Search the data below for the string "filesystem" and copy all lines where it shows up.

[Extracted data entries]
Content starts
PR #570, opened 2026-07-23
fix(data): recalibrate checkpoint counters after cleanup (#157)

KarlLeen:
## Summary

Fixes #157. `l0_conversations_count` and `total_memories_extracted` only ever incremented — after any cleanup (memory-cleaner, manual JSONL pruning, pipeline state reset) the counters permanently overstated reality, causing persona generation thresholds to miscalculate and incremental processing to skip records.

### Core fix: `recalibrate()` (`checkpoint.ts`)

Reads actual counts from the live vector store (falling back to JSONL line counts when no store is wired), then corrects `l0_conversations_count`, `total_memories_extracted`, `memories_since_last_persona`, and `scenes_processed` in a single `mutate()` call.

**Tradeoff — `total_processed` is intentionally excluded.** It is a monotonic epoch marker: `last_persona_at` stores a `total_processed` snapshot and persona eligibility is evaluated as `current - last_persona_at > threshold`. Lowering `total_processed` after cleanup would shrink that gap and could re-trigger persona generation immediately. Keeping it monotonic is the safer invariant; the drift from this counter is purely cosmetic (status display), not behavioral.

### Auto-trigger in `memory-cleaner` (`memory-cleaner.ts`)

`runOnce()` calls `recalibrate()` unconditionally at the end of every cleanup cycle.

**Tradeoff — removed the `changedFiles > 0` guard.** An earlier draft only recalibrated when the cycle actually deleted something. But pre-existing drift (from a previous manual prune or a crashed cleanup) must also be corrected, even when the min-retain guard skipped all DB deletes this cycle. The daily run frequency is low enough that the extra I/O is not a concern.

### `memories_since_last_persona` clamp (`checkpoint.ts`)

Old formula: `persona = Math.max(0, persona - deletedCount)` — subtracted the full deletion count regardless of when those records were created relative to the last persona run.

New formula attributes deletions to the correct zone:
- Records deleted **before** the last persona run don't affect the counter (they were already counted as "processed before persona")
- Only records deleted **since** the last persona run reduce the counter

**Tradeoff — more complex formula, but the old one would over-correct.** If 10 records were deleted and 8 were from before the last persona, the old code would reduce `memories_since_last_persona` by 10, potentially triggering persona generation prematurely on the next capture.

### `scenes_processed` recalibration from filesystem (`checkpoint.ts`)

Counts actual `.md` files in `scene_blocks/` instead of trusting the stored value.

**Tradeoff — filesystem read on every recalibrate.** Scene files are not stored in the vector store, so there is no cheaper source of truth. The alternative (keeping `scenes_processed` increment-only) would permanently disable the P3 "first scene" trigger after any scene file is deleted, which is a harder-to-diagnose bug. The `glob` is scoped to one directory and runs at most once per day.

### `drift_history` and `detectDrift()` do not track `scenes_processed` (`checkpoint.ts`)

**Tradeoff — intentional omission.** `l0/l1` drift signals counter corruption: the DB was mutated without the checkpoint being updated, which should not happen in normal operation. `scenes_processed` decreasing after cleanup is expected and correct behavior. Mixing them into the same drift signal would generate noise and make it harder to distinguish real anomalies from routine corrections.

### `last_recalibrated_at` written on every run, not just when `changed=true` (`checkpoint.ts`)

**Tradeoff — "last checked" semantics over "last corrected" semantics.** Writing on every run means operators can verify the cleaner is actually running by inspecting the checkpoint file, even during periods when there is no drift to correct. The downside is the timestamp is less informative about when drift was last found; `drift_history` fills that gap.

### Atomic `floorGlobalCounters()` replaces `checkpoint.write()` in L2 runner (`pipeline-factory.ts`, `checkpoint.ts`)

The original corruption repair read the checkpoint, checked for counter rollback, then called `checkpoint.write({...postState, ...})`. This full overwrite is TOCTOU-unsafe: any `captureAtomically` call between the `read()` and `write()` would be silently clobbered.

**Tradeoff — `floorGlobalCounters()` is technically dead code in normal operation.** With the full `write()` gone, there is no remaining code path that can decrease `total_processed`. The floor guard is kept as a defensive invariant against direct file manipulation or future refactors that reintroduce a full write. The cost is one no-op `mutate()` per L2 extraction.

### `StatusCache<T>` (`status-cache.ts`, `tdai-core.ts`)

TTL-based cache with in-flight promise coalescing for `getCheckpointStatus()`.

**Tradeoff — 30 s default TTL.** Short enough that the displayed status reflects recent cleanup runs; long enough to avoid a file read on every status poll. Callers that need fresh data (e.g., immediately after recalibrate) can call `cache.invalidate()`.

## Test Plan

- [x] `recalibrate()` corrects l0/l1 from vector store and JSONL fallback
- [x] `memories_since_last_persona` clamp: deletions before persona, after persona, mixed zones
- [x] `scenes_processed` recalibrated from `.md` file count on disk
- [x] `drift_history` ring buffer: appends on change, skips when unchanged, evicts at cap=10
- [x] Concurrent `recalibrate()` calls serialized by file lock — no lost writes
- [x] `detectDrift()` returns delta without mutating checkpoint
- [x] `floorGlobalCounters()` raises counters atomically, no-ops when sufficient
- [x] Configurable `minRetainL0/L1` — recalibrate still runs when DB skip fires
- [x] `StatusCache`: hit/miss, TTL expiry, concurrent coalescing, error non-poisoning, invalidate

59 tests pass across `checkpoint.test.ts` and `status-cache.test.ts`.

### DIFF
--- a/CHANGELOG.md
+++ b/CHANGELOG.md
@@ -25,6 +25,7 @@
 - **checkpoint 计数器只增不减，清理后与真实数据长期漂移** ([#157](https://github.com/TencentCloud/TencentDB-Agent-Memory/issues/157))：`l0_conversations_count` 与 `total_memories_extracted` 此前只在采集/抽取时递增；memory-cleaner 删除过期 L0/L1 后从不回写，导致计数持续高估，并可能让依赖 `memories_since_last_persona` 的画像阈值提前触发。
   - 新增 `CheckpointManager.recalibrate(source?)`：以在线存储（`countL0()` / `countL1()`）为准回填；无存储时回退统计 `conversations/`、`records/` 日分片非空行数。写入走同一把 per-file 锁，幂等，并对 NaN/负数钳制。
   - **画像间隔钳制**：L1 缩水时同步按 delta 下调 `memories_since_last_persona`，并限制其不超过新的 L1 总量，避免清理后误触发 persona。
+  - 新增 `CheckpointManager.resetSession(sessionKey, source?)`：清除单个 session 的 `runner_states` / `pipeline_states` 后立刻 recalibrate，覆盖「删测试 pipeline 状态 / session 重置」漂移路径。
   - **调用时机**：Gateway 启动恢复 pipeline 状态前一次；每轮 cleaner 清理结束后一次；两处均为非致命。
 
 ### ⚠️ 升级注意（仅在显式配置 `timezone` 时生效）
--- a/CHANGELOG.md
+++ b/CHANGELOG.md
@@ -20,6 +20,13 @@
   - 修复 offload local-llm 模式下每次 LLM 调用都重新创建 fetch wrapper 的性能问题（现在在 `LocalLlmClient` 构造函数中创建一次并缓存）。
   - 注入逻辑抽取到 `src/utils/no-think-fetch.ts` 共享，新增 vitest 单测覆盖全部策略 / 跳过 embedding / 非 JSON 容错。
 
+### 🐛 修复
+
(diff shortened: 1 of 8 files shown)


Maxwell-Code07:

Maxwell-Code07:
Content ends
Content starts
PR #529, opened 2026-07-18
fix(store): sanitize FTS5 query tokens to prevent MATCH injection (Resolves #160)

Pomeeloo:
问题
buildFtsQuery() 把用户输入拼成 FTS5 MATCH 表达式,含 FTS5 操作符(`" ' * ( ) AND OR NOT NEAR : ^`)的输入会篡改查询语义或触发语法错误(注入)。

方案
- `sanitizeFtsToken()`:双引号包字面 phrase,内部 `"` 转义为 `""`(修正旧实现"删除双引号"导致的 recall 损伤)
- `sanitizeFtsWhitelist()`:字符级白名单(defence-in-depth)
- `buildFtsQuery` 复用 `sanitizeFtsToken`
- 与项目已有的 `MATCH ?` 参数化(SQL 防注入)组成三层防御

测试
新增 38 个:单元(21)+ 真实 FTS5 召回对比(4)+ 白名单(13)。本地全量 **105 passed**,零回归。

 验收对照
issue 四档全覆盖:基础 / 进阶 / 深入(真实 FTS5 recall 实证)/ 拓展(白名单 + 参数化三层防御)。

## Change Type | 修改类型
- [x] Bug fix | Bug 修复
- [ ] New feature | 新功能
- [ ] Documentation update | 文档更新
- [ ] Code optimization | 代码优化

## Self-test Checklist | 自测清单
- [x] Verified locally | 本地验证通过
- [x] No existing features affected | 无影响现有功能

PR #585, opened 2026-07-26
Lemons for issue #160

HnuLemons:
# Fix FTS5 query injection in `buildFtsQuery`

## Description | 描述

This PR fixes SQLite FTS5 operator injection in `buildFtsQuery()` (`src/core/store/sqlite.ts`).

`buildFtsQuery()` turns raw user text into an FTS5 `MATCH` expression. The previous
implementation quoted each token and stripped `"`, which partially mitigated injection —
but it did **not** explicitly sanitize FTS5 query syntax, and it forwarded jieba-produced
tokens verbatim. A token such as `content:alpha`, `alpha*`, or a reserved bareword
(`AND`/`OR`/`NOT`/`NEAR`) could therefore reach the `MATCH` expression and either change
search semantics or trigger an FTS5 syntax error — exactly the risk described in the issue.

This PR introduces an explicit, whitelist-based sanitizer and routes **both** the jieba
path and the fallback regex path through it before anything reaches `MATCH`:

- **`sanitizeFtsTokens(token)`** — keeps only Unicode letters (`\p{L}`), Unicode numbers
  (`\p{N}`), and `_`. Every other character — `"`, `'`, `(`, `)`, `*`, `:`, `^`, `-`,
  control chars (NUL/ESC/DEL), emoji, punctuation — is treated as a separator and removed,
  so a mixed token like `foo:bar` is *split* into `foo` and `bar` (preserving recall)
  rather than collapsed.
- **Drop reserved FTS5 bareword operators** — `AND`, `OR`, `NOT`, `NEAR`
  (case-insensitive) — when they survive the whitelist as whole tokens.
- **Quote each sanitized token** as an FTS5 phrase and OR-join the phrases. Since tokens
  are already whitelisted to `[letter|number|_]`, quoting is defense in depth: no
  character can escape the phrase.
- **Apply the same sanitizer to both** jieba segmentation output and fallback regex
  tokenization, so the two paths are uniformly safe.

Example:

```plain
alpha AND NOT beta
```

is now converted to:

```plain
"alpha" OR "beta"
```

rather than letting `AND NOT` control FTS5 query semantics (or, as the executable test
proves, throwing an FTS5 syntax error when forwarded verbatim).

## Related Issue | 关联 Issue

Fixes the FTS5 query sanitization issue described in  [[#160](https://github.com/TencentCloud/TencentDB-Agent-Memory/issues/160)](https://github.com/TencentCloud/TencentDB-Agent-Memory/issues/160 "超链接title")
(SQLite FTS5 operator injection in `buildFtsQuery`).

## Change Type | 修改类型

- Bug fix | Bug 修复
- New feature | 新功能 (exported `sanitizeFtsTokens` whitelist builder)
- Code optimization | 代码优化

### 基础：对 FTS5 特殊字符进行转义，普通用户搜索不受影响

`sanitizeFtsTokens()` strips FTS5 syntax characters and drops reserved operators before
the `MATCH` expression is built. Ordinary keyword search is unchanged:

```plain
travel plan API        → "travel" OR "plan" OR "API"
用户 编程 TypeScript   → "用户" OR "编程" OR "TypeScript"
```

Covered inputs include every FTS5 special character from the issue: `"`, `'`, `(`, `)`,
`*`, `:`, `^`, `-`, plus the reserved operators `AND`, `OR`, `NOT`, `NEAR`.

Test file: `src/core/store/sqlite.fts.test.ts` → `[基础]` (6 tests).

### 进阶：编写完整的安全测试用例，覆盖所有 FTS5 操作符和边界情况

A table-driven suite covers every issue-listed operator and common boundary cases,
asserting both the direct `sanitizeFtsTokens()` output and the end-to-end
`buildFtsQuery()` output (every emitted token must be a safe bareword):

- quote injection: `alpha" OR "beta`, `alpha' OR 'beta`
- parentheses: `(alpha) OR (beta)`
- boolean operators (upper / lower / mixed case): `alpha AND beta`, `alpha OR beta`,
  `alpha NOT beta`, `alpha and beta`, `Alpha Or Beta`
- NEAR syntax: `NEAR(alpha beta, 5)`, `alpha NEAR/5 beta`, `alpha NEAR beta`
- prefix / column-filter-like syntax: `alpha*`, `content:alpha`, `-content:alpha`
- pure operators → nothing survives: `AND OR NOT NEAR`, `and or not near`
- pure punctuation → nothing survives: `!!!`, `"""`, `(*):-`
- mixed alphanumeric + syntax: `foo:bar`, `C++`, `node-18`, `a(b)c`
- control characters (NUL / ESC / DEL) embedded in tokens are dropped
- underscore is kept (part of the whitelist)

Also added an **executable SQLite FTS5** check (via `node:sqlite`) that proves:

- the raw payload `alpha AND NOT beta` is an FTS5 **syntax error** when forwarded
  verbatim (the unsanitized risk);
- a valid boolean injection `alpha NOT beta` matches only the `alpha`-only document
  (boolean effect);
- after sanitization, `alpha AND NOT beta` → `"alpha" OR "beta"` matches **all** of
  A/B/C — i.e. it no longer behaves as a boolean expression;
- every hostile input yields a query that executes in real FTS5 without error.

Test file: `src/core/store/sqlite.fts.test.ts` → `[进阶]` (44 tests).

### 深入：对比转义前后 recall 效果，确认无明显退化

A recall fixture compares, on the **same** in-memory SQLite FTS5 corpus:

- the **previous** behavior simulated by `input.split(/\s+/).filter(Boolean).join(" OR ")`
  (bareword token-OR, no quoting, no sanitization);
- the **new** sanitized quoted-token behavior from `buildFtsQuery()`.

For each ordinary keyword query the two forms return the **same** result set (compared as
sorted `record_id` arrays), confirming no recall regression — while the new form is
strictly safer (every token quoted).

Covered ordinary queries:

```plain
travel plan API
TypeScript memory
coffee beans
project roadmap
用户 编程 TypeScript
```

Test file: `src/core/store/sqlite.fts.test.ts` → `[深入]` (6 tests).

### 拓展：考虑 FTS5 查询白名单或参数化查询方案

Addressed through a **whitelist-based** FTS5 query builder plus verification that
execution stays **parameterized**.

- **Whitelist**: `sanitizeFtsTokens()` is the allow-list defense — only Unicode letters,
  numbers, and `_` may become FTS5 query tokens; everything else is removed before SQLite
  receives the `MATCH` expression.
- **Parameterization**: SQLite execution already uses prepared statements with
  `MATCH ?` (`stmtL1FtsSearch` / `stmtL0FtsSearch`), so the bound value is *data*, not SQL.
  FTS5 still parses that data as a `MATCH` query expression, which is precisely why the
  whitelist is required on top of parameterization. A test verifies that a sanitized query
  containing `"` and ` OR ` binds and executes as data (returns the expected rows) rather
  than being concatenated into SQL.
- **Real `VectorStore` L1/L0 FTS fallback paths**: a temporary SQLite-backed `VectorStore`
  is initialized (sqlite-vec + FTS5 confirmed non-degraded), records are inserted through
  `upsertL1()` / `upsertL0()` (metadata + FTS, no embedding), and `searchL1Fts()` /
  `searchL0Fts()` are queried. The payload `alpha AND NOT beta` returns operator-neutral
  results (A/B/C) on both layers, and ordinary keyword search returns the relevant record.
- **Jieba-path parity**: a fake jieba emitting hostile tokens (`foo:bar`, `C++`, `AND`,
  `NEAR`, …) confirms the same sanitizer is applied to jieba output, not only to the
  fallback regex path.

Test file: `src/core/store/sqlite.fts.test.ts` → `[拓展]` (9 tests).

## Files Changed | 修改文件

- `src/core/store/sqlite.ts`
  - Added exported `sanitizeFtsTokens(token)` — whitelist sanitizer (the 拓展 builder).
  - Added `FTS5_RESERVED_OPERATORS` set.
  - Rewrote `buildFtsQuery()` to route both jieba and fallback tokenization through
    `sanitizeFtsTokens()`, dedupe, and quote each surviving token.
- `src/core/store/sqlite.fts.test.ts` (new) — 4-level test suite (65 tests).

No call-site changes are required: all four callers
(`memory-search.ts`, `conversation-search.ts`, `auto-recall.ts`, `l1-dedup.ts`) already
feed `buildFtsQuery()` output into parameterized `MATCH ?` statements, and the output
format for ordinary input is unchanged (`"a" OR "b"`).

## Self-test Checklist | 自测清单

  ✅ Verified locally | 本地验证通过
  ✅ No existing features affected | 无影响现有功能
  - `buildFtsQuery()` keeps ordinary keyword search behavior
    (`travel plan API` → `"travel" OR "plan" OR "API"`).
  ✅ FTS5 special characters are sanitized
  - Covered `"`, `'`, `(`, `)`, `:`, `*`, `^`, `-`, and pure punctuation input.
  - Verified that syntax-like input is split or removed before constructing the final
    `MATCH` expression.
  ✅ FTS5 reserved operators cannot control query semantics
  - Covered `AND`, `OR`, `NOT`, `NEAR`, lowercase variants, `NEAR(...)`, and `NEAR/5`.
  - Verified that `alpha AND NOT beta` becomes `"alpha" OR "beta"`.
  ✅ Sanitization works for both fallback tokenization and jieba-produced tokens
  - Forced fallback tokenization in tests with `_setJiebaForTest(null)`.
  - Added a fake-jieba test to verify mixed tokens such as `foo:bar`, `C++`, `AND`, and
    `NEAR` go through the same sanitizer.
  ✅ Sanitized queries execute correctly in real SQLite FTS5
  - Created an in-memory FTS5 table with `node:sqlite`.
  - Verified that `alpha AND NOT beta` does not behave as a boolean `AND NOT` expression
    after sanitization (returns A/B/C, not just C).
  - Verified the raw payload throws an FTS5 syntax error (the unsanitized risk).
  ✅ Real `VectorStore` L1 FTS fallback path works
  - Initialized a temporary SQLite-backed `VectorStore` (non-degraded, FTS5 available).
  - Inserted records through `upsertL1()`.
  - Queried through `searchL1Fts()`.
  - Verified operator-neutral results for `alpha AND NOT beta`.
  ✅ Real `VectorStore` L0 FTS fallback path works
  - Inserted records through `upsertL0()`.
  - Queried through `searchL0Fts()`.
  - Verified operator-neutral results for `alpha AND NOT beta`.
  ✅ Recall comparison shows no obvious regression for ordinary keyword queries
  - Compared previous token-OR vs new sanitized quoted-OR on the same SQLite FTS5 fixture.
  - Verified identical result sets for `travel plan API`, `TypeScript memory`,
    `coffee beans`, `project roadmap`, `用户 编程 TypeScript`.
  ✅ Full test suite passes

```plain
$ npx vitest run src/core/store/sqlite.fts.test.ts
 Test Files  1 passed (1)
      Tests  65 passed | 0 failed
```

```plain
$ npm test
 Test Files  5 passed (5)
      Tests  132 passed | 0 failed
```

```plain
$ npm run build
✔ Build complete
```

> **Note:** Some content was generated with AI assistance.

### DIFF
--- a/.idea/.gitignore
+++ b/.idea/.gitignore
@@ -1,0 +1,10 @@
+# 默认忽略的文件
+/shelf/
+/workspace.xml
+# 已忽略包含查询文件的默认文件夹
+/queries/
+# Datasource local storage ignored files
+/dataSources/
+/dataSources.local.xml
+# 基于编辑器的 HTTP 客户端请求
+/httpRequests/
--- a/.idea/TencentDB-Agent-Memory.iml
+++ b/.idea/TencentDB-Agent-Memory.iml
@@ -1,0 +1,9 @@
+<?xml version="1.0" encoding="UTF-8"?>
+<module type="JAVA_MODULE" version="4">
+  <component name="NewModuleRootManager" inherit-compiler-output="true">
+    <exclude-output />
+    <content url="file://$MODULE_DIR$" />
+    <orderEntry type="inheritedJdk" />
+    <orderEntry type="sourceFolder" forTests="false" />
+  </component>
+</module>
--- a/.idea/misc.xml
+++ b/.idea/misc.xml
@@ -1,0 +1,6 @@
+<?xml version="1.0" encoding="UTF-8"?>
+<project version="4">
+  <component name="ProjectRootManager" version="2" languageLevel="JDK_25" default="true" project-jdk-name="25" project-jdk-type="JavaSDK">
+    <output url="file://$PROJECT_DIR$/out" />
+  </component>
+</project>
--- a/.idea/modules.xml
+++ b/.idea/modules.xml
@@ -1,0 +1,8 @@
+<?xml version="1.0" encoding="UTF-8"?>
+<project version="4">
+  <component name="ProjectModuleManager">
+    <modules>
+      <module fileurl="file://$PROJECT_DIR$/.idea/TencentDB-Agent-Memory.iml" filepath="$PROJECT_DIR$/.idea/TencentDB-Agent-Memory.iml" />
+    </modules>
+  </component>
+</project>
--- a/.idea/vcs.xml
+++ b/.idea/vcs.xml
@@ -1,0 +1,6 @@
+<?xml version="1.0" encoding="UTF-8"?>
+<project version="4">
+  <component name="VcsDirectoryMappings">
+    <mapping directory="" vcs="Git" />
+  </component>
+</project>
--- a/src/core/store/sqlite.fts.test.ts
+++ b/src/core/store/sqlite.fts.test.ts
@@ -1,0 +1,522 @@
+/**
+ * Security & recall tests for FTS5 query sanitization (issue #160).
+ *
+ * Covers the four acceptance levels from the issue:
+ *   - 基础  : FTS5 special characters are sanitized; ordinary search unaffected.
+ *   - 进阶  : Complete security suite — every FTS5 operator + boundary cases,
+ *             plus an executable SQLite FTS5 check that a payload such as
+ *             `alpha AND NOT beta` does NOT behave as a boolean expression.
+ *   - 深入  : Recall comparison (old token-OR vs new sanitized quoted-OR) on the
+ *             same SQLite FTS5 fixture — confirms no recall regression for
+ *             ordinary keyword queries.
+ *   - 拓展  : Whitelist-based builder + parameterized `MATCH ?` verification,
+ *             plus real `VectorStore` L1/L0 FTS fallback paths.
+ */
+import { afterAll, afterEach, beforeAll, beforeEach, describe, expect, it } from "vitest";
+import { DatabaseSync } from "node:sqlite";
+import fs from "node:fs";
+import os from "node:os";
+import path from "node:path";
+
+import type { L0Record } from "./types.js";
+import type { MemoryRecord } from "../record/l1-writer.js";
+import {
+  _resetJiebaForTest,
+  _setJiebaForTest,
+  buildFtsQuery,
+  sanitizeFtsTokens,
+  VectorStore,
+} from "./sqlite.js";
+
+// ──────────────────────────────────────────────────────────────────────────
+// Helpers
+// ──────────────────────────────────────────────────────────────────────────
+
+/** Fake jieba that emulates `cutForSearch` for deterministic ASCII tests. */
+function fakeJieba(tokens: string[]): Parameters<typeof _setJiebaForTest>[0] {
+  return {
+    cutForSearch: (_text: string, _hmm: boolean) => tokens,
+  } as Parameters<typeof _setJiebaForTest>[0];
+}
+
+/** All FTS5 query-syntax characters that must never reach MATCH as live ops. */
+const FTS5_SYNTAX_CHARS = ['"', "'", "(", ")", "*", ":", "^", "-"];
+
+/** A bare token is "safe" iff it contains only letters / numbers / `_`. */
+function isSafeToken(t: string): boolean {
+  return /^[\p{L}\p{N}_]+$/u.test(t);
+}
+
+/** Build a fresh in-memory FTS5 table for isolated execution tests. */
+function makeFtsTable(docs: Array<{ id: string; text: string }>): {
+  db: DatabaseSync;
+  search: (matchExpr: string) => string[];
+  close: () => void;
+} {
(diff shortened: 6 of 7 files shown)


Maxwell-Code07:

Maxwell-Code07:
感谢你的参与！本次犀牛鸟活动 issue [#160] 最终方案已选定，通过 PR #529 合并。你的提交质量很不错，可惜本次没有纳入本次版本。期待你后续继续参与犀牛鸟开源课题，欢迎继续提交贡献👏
Content ends
• **THE COMPLETED TASK**:
### `scenes_processed` recalibration from filesystem (`checkpoint.ts`)
**Tradeoff — filesystem read on every recalibrate.** Scene files are not stored in the vector store, so there is no cheaper source of truth. The alternative (keeping `scenes_processed` increment-only) would permanently disable the P3 "first scene" trigger after any scene file is deleted, which is a harder-to-diagnose bug. The `glob` is scoped to one directory and runs at most once per day.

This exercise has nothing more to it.